PR #420, opened 2020-11-02
Rework transport to use chronos accept

dryajov:


libp2p/wire.nim
```diff
@@ -79,28 +87,46 @@ proc createStreamServer*[T](ma: MultiAddress,
                             child: StreamServer = nil,
                             init: TransportInitCallback = nil): StreamServer =
   ## Create new TCP stream server which bounds to ``ma`` address.
-  var address = initTAddress(ma)
-  if address.family in {AddressFamily.IPv4, AddressFamily.IPv6}:
-    if ma[1].tryGet().protoCode().tryGet() != multiCodec("tcp"):
-      raise newException(TransportAddressError, "Incorrect address type!")
-  result = createStreamServer(address, cbproc, flags, udata, sock, backlog,
+  if not(RTRANSPMA.match(ma)):
+    raise newException(TransportAddressError, "Incorrect address type!")
```
cheatfate, line 91: This is incorrect exception type and message, because address could be absolutely correct (for example "/ip4/127.0.0.1/udp/13000`) but it would be unsupported here, so i think message should be different.
Also it is better not use `TransportAddressError` because this is `nim-chronos` defined Exception type and used to signal about incorrect addresses. So maybe its better to rename the exception type too.

libp2p/wire.nim
```diff
@@ -79,28 +87,46 @@ proc createStreamServer*[T](ma: MultiAddress,
...
+                            flags: set[ServerFlags] = {},
+                            udata: ref T,
+                            sock: AsyncFD = asyncInvalidSocket,
+                            backlog: int = 100,
+                            bufferSize: int = DefaultStreamBufferSize,
+                            child: StreamServer = nil,
+                            init: TransportInitCallback = nil): StreamServer =
+  ## Create new TCP stream server which bounds to ``ma`` address.
+  if not(RTRANSPMA.match(ma)):
+    raise newException(TransportAddressError, "Incorrect address type!")
```
cheatfate, line 107: Same problem with exception type and message.

libp2p/transports/tcptransport.nim
```diff
@@ -72,121 +72,135 @@ proc connHandler*(t: TcpTransport,
...
+    trace "Error shutting down tcp transport", exc = exc.msg
+  finally:
+    t.running = false
+
+template withTransportErrors(body: untyped): untyped =
+  try:
+    body
+  except TransportTooManyError as exc:
+    warn "Could not create new connection, too many files opened", exc = exc.msg
+    raise newTransportClosedError(exc)
```
cheatfate, line 168: `TransportTooManyError` is not fatal/critical error, most of the server software just note about this problem in logs, but it should not crash software. Because it is possible that on next accept free socket will be available.

libp2p/wire.nim
dryajov: Interesting, this is a copy paste from you original change in https://github.com/status-im/nim-libp2p/pull/247/files#diff-7831cb8a03a4c3de33123e27a62ca63d25b578b618ea8623e72f2135ed89ea66R74 (just making sure, maybe it made sense back then but not anymore). So you suggest I remap the exception to something else or not use it at all?

libp2p/wire.nim
dryajov: Noted, I'll make thin non fatal.

libp2p/transports/tcptransport.nim
dryajov: Noted, I'll make thin non fatal.

libp2p/switch.nim
```diff
@@ -407,41 +414,55 @@ proc mount*[T: LPProtocol](s: Switch, proto: T, matcher: Matcher = nil) {.gcsafe
...
+      let conn = await transport.accept()
+      trace "Accepted an incoming connection", conn
+      asyncSpawn s.upgradeIncoming(conn) # perform upgrade on incoming connection
+    except TransportClosedError as exc:
+      debug "Transport closed", exc = exc.msg
+      return
     except CancelledError as exc:
-      raise exc
+      trace "Canceling accept loop"
+      return
```
cheatfate, line 432: In this case, this does not have a significant effect, however you introduced leak of `conn` on cancellation. So if you expect cancellation here you should close `conn` if it was created.

libp2p/switch.nim
```diff
@@ -238,20 +239,26 @@ proc upgradeIncoming(s: Switch, conn: Connection) {.async, gcsafe.} =
       await ms.handle(sconn)
 
     except CancelledError as exc:
+      trace "Canceling secure handler for incoming connection", conn
```
cheatfate, line 242: On cancel `sconn` could leak.

libp2p/wire.nim
cheatfate: I think libp2p as a high level network framework should have its own exception types, because for `chronos` this exception `TransportAddressError` means that address is incorrect, but for `libp2p` its meaning is different, its not `incorrect` but `not-supported`.

libp2p/switch.nim
```diff
@@ -407,41 +411,63 @@ proc mount*[T: LPProtocol](s: Switch, proto: T, matcher: Matcher = nil) {.gcsafe
...
+        debug "Accepted an incoming connection", conn
+        asyncSpawn s.upgradeIncoming(conn) # perform upgrade on incoming connection
+      else:
+        # A nil connection means that we might have hit a
+        # file-handle limit (or another non-fatal error),
+        # we can get one on the next try, but we should
+        # be careful to not end up in a thigh loop that
+        # will starve the main event loop, thus we sleep
+        # here before retrying.
+        await sleepAsync(100.millis) # TODO: should be configurable?
```
sinkingsugar, line 433: file handle limit is quite fatal tho imho.

libp2p/transports/tcptransport.nim
```diff
@@ -26,10 +26,8 @@ const
 type
   TcpTransport* = ref object of Transport
     server*: StreamServer
-    clients: seq[StreamTransport]
+    clients: array[bool, seq[StreamTransport]]
```
sinkingsugar, line 29: wait what? `array[bool, seq[StreamTransport]]` should be a compiler error

libp2p/switch.nim
dryajov: Not really (according to @cheatfate), we can recover from it.

libp2p/transports/tcptransport.nim
dryajov: Nope, works as expected. Handy trick for when you have only two types of objects, like `incoming == true/false`.

libp2p/switch.nim
dryajov: > fine to be careful but not sure this is really needed

Well, if we don't do await something here, it will just go into a spi and never release to the main loop if we keep getting a nil back? At least that the reasoning, but maybe not since there are other awaits in between. Not opposed to removing if it doesn't make sense.

sinkingsugar: makes sense I get the same feeling but ideally should not happen :), better be safe!

libp2p/transports/tcptransport.nim
sinkingsugar: This is very confusing, why not use a enum type instead?
Bool flags are bad in general + array is more convoluted. I get the handy trick part but its very unclear.
```
MyType = object
  kind side
  of incoming:
    inClients: seq[...]
  of outgoing:
    outClients: seq[...]
```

========

Go through the material above and copy each line that holds the string "sconn".

> **Task output**
       await ms.handle(sconn)
cheatfate, line 242: On cancel `sconn` could leak.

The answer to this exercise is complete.